Among the beloved songs of this season is the hymn we sang just before the gospel: “We three kings of Orient are.”
One commentator, Paul Westermeyer, remarks that this song “has the aura of coming anonymously out of the distant past.” Certainly many of us cannot recall the first time we heard it. But this wondrous hymn did have a beginning. It was written in 1857 by an Episcopal deacon, John Henry Hopkins, Jr., who taught church music at the General Theological Seminary in NewYork City.

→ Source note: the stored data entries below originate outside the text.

PR #526, opened 2023-07-19
Expose raft_uv_auto_recovery setting for dqlite nodes

cole-miller:
So that Jepsen can make use of it -- see canonical/jepsen.dqlite#110.

### DIFF
--- a/include/dqlite.h
+++ b/include/dqlite.h
@@ -431,6 +431,20 @@ DQLITE_API int dqlite_node_set_target_voters(dqlite_node *n, int voters);
 DQLITE_API int dqlite_node_set_target_standbys(dqlite_node *n, int standbys);
 
 /**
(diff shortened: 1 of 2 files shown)


include/dqlite.h
```diff
@@ -430,6 +430,18 @@ DQLITE_API int dqlite_node_set_target_voters(dqlite_node *n, int voters);
...
 
+/**
+ * Enable or disable auto-recovery for corrupted disk files.
+ *
+ * When auto-recovery is enabled, files in the data directory that are
+ * determined to be corrupt may be removed by dqlite at startup. This allows
+ * the node to start up successfully in more situations, but comes at the cost
+ * of possible data loss, and may mask bugs.
+ *
+ * Auto-recovery is enabled by default.
```
freeekanayaka, line 441: I'd add that this function needs to be called before starting the node.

Hopkins wrote the music as well as the words. And if you think it about for a moment, you may agree with me that “We three kings” represents a remarkable marriage of text and tune.
The hymn produced by Hopkins is a dramatization of today’s gospel. It tells how the kings followed that “star of wonder, star of night, star with royal beauty bright” which led them to the new king ‘Born on Bethlehem’s plain.”
The gospel does not indicate how many kings traveled to Bethlehem, or even that they were kings. Their royalty is based on a psalm text associated with this feast. Their number is assumed on the basis of their three gifts: gold, frankincense, and myrrh. A stanza of the hymn is devoted to each king, the gift he carries with him, and what that gift reveals about Christ, not the infant only, but also the man.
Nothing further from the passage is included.